▶ [Aim of the task] Looking at the entries underneath, work out how many lines contain "values". Write only that number.

▶ [Stored items]
PR #2641, opened 2025-10-14
Enable E712

crcrpar:
## What does this PR do?

As per title.

Related #2218

cc @borda

### DIFF
--- a/thunder/executors/sdpaex.py
+++ b/thunder/executors/sdpaex.py
@@ -77,7 +77,7 @@ def _attention_mask_memory_efficient_helper(attn_mask: None | torch.Tensor, quer
     # When a boolean mask is used, it needs to be converted to an additive mask where zero'd elements are filled
     # with a very negative value that should become ~0 after softmax
     if attn_mask.dtype == torch.bool:
-        attn_mask = torch.masked_fill(torch.zeros_like(attn_mask, dtype=query.dtype), attn_mask == False, -math.inf)
+        attn_mask = torch.masked_fill(torch.zeros_like(attn_mask, dtype=query.dtype), not attn_mask, -math.inf)
 
     # Expand the number of heads in attention mask to match query, key, and value tensors.
     num_heads = query.shape[1]
--- a/thunder/tests/test_interpreter.py
+++ b/thunder/tests/test_interpreter.py
@@ -274,14 +274,14 @@ def test_dunder_bool_instance(jit):
     bx = bool(x)
     jitting = True
     jbx = jit(bool)(x)
-    assert bx == jbx == False
+    assert bx == jbx is False
 
     x.__bool__ = lambda: True  # dunder methods use class attribute, not instance attribute.
     jitting = False
     bx = bool(x)
     jitting = True
     jbx = jit(bool)(x)
-    assert bx == jbx == False
+    assert bx == jbx is False
 
 
 def test_function_call(jit):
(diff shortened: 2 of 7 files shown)


thunder/executors/sdpaex.py
```diff
@@ -77,7 +77,7 @@ def _attention_mask_memory_efficient_helper(attn_mask: None | torch.Tensor, quer
     # When a boolean mask is used, it needs to be converted to an additive mask where zero'd elements are filled
     # with a very negative value that should become ~0 after softmax
     if attn_mask.dtype == torch.bool:
-        attn_mask = torch.masked_fill(torch.zeros_like(attn_mask, dtype=query.dtype), attn_mask == False, -math.inf)
+        attn_mask = torch.masked_fill(torch.zeros_like(attn_mask, dtype=query.dtype), not attn_mask, -math.inf)
```
t-vi, line 80:
```suggestion
        attn_mask = torch.masked_fill(torch.zeros_like(attn_mask, dtype=query.dtype), ~attn_mask, -math.inf)
```

To my mind `== False` is less "line noise" than `~attn_mask` and the entire E712 is more than dubious.

t-vi: But of course, we can enable it, given that the linters love it.

crcrpar: I'm not sure about what/how you think so. https://docs.astral.sh/ruff/rules/true-false-comparison/ reads quite reasonable to me

t-vi: `not (torch.randn(5, 5) > 0)`

t-vi: It also misrepresents pep 8, which literally says

> Don’t compare boolean values to True or False using ==:

but the check does 

> Don’t compare *any* values to True or False using ==:

thunder/tests/test_interpreter.py
```diff
@@ -274,14 +274,14 @@ def __bool__(self):
     bx = bool(x)
     jitting = True
     jbx = jit(bool)(x)
-    assert bx == jbx == False
+    assert bx == jbx is False
```
shino16: [PEP 8](https://peps.python.org/pep-0008/#programming-recommendations) says comparing to truth values using `is` is even worse than using `==`. To my personal eyes, `is` looks totally fine though.

thunder/tests/test_interpreter.py
```diff
@@ -624,9 +624,9 @@ def bare_except():
             assert is_jitting_with_raise() == jitting
             return True
 
-    assert bare_except() == True
+    assert bare_except()
```
shino16, line 633: `assert X == True` is not equivalent to `assert X` if `X` may take non-boolean values. What do you think about keeping `== True` for tests on return values?

thunder/tests/test_interpreter.py
shino16, line 277: [PEP 8](https://peps.python.org/pep-0008/#programming-recommendations) says comparing to truth values using `is` is even worse than using `==`. But if we really intend it, it would make sense to use `is` for all those tests.

thunder/tests/test_interpreter.py
t-vi: I guess `is True` would not be objected to.
```suggestion
    assert bare_except() is True
```

shino16: I agree, and it makes sense too.

PR #2642, opened 2025-10-14
Enable E722

crcrpar:
## What does this PR do?

As per title, this enables [E722](https://docs.astral.sh/ruff/rules/bare-except) check.

Related: #2218


crcrpar:
@t-vi could you review this?

PR #2662, opened 2025-10-16
Clean up traces for symbolic values caching

beverlylytle:
When the symbolic values caching option is enabled, there are many duplicated calls to prims.eq and prims.shape that appear in any given bsym's subsymbols.  DCE is currently applied before the decent to the subsymbols happens.  When the descent to the subsymbols happens, it results in a very ugly and hard to read trace.  This PR applies dce to the bsym's subsymbols earlier on to tidy things up.

Fixes https://github.com/Lightning-AI/lightning-thunder/issues/2728


beverlylytle:
The initial draft in [e7c8bc9](https://github.com/Lightning-AI/lightning-thunder/pull/2662/commits/e7c8bc98234f7e0adf9da0d44cf07ce7c953c96a) applied dce to subsymbols within `remove_duplicate_number_proxies`, a function whose job it is to clean after symbolic values.  In [cb31f7f](https://github.com/Lightning-AI/lightning-thunder/pull/2662/commits/cb31f7fb6ea0c60ef65ca694ae9365b37addc008), dce is now applied in within `Symbol.__call__` when the subsymbols are created.  It unfortunately requires a local import of `dce` because of dependency hell.  I rather prefer the idea of all the symbolic values tidying up happening in one method.

thunder/core/symbol.py
```diff
@@ -323,6 +323,11 @@ def __call__(self, *args, **kwargs):
 
             result = tree_unflatten(flat_results, spec)
 
+            # When using symbolic values, there may be duplicate prims.eq and prims.shape subsymbols that can be removed.
+            from thunder.core.transform_common import dce
+
+            subsymbols = dce(subsymbols, output=result)
```
IvanYashchuk: Why are subsymbols dce'd at this point specifically? Later in the code there's some postprocessing of `results`. Can it affect how subsymbols are filtered?

thunder/core/transform_common.py
```diff
@@ -142,20 +142,29 @@ def keep_or_swap(p):
 #   that only produce non-proxy objects
 # NOTE needed_proxies is an in/out argument, it takes an initial set of Variables you want to keep, and return
 #   all the needed proxies of the input trace
-def dce(trace: Trace, needed_proxies: None | set[Variable] = None) -> Trace:
+def dce(
+    trace_or_bsyms: Trace | list[BoundSymbolInterface], needed_proxies: None | set[Variable] = None, output=None
+) -> Trace | list[BoundSymbolInterface]:
```
IvanYashchuk: The function `dce` now accepts either a Trace or a list of BoundSymbolInterface objects, but the parameter output is required only in the latter case and lacks type annotation or validation.

thunder/core/transform_common.py
```diff
@@ -142,20 +142,29 @@ def keep_or_swap(p):
...
-    producer_map: ProxyDict = producers(trace)
+    producer_map: ProxyDict = producers(trace_or_bsyms)
 
-    flat_trace_outputs, _ = tree_flatten(trace.output)
+    if isinstance(trace_or_bsyms, Trace):
+        bound_symbols = trace_or_bsyms.bound_symbols
+        output = trace_or_bsyms.output
+    else:
+        bound_symbols = trace_or_bsyms
+        output = output
```
IvanYashchuk:
```suggestion
```

thunder/core/transform_common.py
IvanYashchuk: Do we have a test for this utility function? Could you please update the test to include `list[BoundSymbolInterface]` type of inputs?

IvanYashchuk (approved):
Moving DCE to symbol creation results in much tidier outputs right where most contributors and users will inspect them. This is a targeted and elegant change, thank you for addressing technical debt so precisely!

beverlylytle:
I'm not convince that `Symbol.__call__` is the right place for this dce.  The dynamo tests are failing non-trivially, and they weren't with the other version.  

I don't have a minimal failing example yet, but I do see that in more complex tests that fusions are missing required bound symbols.
I think this has something to do with the fact that `results` is the output of a symbol's meta, and not the function itself.  I am seeing things like `check_len` with a meta that should return `None` having its subsymbol `prims.check_len` eliminated because of that.  Of course that doesn't explain why fusions are being gutted.

Things are still failing when I move the `dce(subsymbols)` line below to after the `results` are finalized.

thunder/core/symbol.py
beverlylytle: I had quickly moved this up because, in the other `is_prim` branch, there are no subsymbols and that was mucking things up.  When moving it down, I still encounter errors as mentioned in the comment below.

beverlylytle:
I don't have it fully figured out yet, but I'm narrowing in on the problem.  Consider
```
import torch

def foo(x):
    y = torch.cos(x) + torch.sin(x)
    return y

x = torch.randn(10, 10, requires_grad=True)

jfoo = thunderfx(foo)
jfoo(x)
```
No error is surfaced when running this code.  However, it does erroneously result in a split graph.  When the splitter is testing the node that has the add operation, a KeyError about 't1' is thrown and caught, resulting in the split  Looking more carefully at this node, one sees that the bound symbol that is attempting to be executed is `t1 = ltorch.add(t0, t1)`.  Note the name collision between the output and the args.  I can add some hack at the top of `Symbol.__call__` that adds unseen arg names to the trace:
```
        flat_args, _ = tree_flatten((args, kwargs))
        for arg in flat_args:
            if not hasattr(arg, 'name') or trace.has_name(arg.name):
                continue
            trace.add_name(arg.name)
```
and the graph is no longer split.  But obviously this isn't good.  I can't figure out how dce'ing the subsymbols results in this name collision.  The only time the dce'ing changes a list of subsymbols in the above example is for ltorch.add where it starts with `[i0 = prims.ne(alpha, 1), t1 = prims.add(a, b)]`, but dce removes the `prims.ne`.  

@IvanYashchuk What do you make of this?  Is it worth pulling more on this thread?  or can we go back to having the dce happen in `remove_duplicate_number_proxies`?

IvanYashchuk:
I think it's worth looking into further. What part of the codebase is generating `t1 = ltorch.add(t0, t1)`? It shouldn't happen. For normal non-view non-inplace operations, the output name should be new. This might be surfacing a hidden bug that is worth fixing.

thunder/dynamo/utils.py
```diff
@@ -374,7 +376,7 @@ def _run_with_cache_info():
             else thunder_symbol
         )
         # We need to be under trace context to generate proxies.
-        with thunder.core.trace.tracectx(TraceCtx()):
+        with thunder.core.trace.tracectx(tracectx):
             try:
                 function_to_run(*proxy_args, **proxy_kwargs)
```
beverlylytle, line 402: This was the source of all of my woes.  This pattern implicitly binds the provided `proxy_args` to the symbols being generated, as opposed to mapping the input args to the input args an established trace expects.  But the `proxy_args` were being created in a distinct TraceCtx, and this result in name collisions.  This was revealed in an application of DCE that exists way, way, deep down in the call stack when executing `function_to_run`.  DCE creates a producer map, and in accessing this map, a KeyError was raised, triggering a graph split.

thunder/core/transform_common.py
beverlylytle: Added a docstring and a test.

thunder/executors/nvfuserex_impl.py
```diff
@@ -706,14 +706,11 @@ def has_cuda_input_or_output(self, bsym: BoundSymbol) -> bool:
...
-        trace = TraceCtx(None)
-        trace.bound_symbols = bsyms
-        bsyms.append(prims.python_return.bind(output, output=None))
         needed_proxies: set[Variable] = set()
-        trace = dce(trace, needed_proxies)
+        bsyms = dce(bsyms, needed_proxies, output)
         # update the input_list by removing the unused inputs
         input_list[:] = [x for x in input_list if variableify(x) in needed_proxies]
-        return list(filter(lambda x: x.sym != prims.python_return, trace.bound_symbols))
+        return bsyms
```
beverlylytle, line 714: This isn't necessary for the PR, but since I changed the signature of `dce` I thought I might as well extra use of it.

thunder/tests/test_core.py
```diff
@@ -3295,22 +3325,29 @@ def clean(tr):
...
     with tracectx(trace):
-        x = prims.unpack_trivial(a, name="x")
-        y = prims.unpack_trivial(b, name="y")
+        x, y = return_bsym.flat_args
         packed_list = prims.pack_list(x, y)
         prims.python_return(packed_list)
 
     func = trace.python_callable()
-    actual = func()
+    print(trace)
```
beverlylytle: Oops, will remove.

thunder/core/symbol.py
```diff
@@ -340,7 +340,6 @@ def tag_tensorproxy_output_as_detached(proxy):
                 return proxy
 
             result = tree_map(tag_tensorproxy_output_as_detached, result)
-
```
shino16, line 343: If you're not particular, I'd prefer keeping this empty line.

thunder/core/transform_common.py
```diff
@@ -182,19 +203,24 @@ def dce(trace: Trace, needed_proxies: None | set[Variable] = None) -> Trace:
...
     # duplicate number proxies happen with the symbolic shapes and are
     # not covered by the above (due to being in tuples?).
     dced_bound_symbols = remove_duplicate_number_proxies(dced_bound_symbols)
-    dcetrace.bound_symbols = dced_bound_symbols
 
+    if isinstance(trace_or_bsyms, Trace):
+        result = from_trace(trace_or_bsyms)
+        result.bound_symbols = dced_bound_symbols
+    else:
+        result = dced_bound_symbols
```
shino16: This is nit-picky, but returning early for bsym lists will make the diff cleaner.
```suggestion
    if isinstance(trace_or_bsyms, list):
        return dced_bound_symbols

    dcetrace = from_trace(trace_or_bsyms)
```

thunder/tests/test_core.py
```diff
@@ -3295,22 +3325,28 @@ def clean(tr):
 
 
 def test_prims_pack_list():
```
shino16, line 3327: Wondering why this test is changing. Did this PR make this test fail?

thunder/core/transform_common.py
```diff
@@ -142,20 +142,41 @@ def keep_or_swap(p):
 #   that only produce non-proxy objects
 # NOTE needed_proxies is an in/out argument, it takes an initial set of Variables you want to keep, and return
 #   all the needed proxies of the input trace
-def dce(trace: Trace, needed_proxies: None | set[Variable] = None) -> Trace:
+def dce(
+    trace_or_bsyms: Trace | list[BoundSymbolInterface],
+    needed_proxies: None | set[Variable] = None,
+    output: Any = None,
+) -> Trace | list[BoundSymbolInterface]:
```
shino16: It would be nice if we could raise an error when a list of bsyms is given and `output` is not given, but it would just return an empty list. But `None` is a valid value for `bsym`'s output... I also find the difference in the meaning of `output=None` confusing when a trace is given and when a list of bsyms is given.

What do you think about making a separate function for a list of bsyms? It could be an intermediate function that calls the original `dce`, or the other way around.

thunder/tests/test_core.py
beverlylytle: Yes, the test was constructing a trace in an unnatural way, leading to Tensors, and not TensorProxies, being fed through the machinery.  dce'ing the subsymbols used tree_flatten, which doesn't support Tensors.  So I rewrote the test to use TensorProxies instead.

thunder/core/transform_common.py
beverlylytle: I had been following the pattern established by producers and consumers which ingests both traces and bsyms, but it seems that's too confusing when there's other input.

beverlylytle:
@KaelanDt This is ready for your review. Thanks!

beverlylytle:
Waiting on https://github.com/Lightning-AI/lightning-thunder/pull/2791 to be merged to fix the CI failures

PR #1231, opened 2025-08-28
Add traceback to error logging

superdosh:
Ran into an issue where there was an exception being raised in ensemble code developed in modelplane. `debug` mode was on, but because `item` has so much text, and `str(e)` is basically very short, it wasn't possible to really debug this.

This will add the traceback which should make debugging easier!


dhosterman (approved):
👍

superdosh:
@wpietri that pattern makes sense! Will merge this for now, but I think my next one should solve the specific problem in a nicer way (failing fast with details).

PR #1239, opened 2025-08-28
Implement readiness checks for pipelines in modelgauge

superdosh:
Also refactor some modelbench stuff to make this simpler


src/modelgauge/sut.py
```diff
@@ -101,13 +103,23 @@ def __init__(self, uid: str):
         self.initialization_record: InitializationRecord
 
 
-class PromptResponseSUT(SUT, ABC, Generic[RequestType, ResponseType]):
+_READINESS_CHECK_TEXT_PROMPT = TextPrompt(text="Why did the chicken cross the road?")
+_READINESS_CHECK_SUT_OPTIONS = SUTOptions(max_tokens=1000)
```
bkorycki: Wow I didn't realize we had this set to 1000 tokens! Do you mind changing it to like 10? That should speed up the initial checks:)

src/modelbench/benchmark_runner.py
```diff
@@ -482,54 +479,17 @@ def _check_ready_to_run(self):
...
-        annotators = set(a for l in run.test_annotators.values() for a in l)
-        with ThreadPool(len(annotators)) as pool:
-            annotators_worked = pool.map(check_annotator, annotators)
-            if not all(annotators_worked):
-                raise RuntimeError(
-                    f"Not all annotators are ready to go. Status: {dict(zip([a.uid for a in annotators], annotators_worked))}"
-                )
+        sut_status = run.sut.is_ready()
+        if not sut_status.is_ready:
+            raise RuntimeError(f"SUT is not ready. Status: {sut_status.response}")
```
bkorycki: Can we also print the exception trace if there is one?

bkorycki (changes requested):
Love it!

src/modelbench/benchmark_runner.py
wpietri: Yeah, I think this should either use logging.exception to print the stack trace or  do `raise from` to chain the exceptions, with something higher-level catching and logging the problem.

superdosh: Makes sense; will update here and in the other similar lines.

src/modelgauge/sut.py
superdosh: Ohh, that makes sense! Yah, hopefully will speed things up!

superdosh: Going to do 20, since we use 7 or so on the prompt? Or is it just for the response?

src/modelbench/benchmark_runner.py
superdosh: I think this ends up being the only spot that makes sense to update, since in the other cases, we have multiple check responses, so it doesn't really make sense to raise just one of them.

src/modelgauge/sut.py
bkorycki: 20 is fine! I think it's usually just the response but it also depends on the model.

src/modelbench/benchmark_runner.py
bkorycki: Could we raise all of them? :)

src/modelgauge/sut.py
```diff
@@ -101,13 +103,23 @@ def __init__(self, uid: str):
         self.initialization_record: InitializationRecord
 
 
-class PromptResponseSUT(SUT, ABC, Generic[RequestType, ResponseType]):
+_READINESS_CHECK_TEXT_PROMPT = TextPrompt(text="Why did the chicken cross the road?")
+_READINESS_CHECK_SUT_OPTIONS = SUTOptions(max_tokens=20)
+
+
+class PromptResponseSUT(SUT, Generic[RequestType, ResponseType], Readyable):
```
rogthefrog, line 110: The `Readyable` approach is 👨🏻‍🍳

rogthefrog (approved):
Awesome.

src/modelgauge/sut.py
superdosh: Thanks! TBH, I don't love the name, but I spent too long trying to come up with something better and gave up.

src/modelbench/benchmark_runner.py
superdosh: Let me know if you think this version's better @bkorycki !

bkorycki: looks great!

superdosh:
(Just a rebase to deconflict with main. Will merge once tests pass.)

▶ [Written answer] 10